▶ **Task brief**:
Starting at the line that holds "However, your PR", copy every line exactly through the end of the data, and no others.

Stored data
————

Issue #198, opened 2021-10-15
JPlagComparison contains code duplication


tsaglam:
The class [`JPlagComparison`](https://github.com/jplag/jplag/blob/master/jplag/src/main/java/de/jplag/JPlagComparison.java) contains code duplication which should be cleaned up as this makes the class confusing and unnecessarily complicated.
A `JPlagComparison` object contains two submissions and a List of matches between those submissions (a match just being a sequence of tokens in both submissions). However, the similarity calculation is duplicated for both submissions instead of being done independently of the submission fields.

PR #236, opened 2021-11-24
Clean comparison somewhat

Alberth289346:
Eliminated the hashmap in the abstract comparison strategy base class as suggested, and moved similarity divisor computing as well. 

_Maintainer edit: Resolves #198_


tsaglam:
PR #235 also moved the basecode matches into the submissions, thus your PR has conflicts now.
However, your PR contains a few great changes resolving #198, so I would say let's solve the conflicts and then merge.

Alberth289346:
Path may be to make a `Matches` class and move match-related code in it. Perhaps make a 'good first issue' for it to replenish the supply as I seem to accidentally resolve them :)

tsaglam (approved):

————

▶ **Solution for this exercise**:
However, your PR contains a few great changes resolving #198, so I would say let's solve the conflicts and then merge.

Alberth289346:
Path may be to make a `Matches` class and move match-related code in it. Perhaps make a 'good first issue' for it to replenish the supply as I seem to accidentally resolve them :)

tsaglam (approved):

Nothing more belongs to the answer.